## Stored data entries

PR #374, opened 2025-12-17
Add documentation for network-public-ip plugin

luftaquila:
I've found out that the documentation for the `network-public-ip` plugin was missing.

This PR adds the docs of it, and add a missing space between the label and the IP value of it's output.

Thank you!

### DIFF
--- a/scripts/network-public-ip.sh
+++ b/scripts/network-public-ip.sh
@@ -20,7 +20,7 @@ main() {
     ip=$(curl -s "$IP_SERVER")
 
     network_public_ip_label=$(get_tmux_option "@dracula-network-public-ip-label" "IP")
---
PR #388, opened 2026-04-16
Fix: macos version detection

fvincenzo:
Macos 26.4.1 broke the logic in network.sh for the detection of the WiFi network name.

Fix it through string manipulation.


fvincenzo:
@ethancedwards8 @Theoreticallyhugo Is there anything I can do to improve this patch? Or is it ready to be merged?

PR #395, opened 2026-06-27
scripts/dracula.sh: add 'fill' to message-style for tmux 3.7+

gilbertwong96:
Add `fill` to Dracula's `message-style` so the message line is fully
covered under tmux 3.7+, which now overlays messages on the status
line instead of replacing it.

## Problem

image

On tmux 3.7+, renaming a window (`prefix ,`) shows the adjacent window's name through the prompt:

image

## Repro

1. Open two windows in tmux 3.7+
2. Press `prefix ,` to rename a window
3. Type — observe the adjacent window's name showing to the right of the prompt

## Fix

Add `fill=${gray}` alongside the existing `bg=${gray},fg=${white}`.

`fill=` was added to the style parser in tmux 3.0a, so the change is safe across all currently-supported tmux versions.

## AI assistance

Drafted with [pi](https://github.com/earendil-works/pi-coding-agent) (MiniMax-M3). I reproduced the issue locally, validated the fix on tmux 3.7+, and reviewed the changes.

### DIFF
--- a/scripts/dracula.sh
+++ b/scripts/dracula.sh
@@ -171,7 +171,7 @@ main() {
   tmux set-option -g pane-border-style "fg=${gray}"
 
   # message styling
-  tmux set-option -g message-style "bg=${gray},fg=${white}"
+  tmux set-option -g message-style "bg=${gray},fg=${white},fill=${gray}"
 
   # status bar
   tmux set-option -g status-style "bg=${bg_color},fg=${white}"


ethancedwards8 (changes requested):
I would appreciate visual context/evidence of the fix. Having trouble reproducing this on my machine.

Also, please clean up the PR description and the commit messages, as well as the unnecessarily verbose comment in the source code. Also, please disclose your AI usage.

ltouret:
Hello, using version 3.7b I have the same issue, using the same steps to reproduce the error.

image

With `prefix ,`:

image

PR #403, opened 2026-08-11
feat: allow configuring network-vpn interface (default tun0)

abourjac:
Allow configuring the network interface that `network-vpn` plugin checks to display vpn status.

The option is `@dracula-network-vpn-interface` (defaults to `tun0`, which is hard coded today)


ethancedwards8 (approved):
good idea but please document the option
==
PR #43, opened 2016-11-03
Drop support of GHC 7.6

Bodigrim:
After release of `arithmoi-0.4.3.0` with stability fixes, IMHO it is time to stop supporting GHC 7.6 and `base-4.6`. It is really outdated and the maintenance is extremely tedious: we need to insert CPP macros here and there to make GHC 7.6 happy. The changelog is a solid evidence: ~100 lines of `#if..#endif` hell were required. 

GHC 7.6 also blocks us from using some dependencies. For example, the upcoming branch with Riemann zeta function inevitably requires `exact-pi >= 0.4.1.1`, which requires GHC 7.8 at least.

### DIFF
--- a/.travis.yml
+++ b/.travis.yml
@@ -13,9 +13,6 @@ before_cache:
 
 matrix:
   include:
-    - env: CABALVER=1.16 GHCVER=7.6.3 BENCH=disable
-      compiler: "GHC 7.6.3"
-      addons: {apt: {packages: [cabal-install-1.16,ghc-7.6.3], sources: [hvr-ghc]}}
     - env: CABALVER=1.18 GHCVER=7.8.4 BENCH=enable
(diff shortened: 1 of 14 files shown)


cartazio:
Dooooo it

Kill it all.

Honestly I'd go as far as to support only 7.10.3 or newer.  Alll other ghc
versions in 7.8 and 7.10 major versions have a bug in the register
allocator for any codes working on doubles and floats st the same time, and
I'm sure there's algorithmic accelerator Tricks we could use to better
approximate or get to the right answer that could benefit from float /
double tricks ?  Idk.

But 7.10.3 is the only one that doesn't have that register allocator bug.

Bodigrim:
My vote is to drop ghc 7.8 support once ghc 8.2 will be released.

## TASK GOAL
Read through the entries and copy every line that includes "same".

## RESPONSE
Hello, using version 3.7b I have the same issue, using the same steps to reproduce the error.
allocator for any codes working on doubles and floats st the same time, and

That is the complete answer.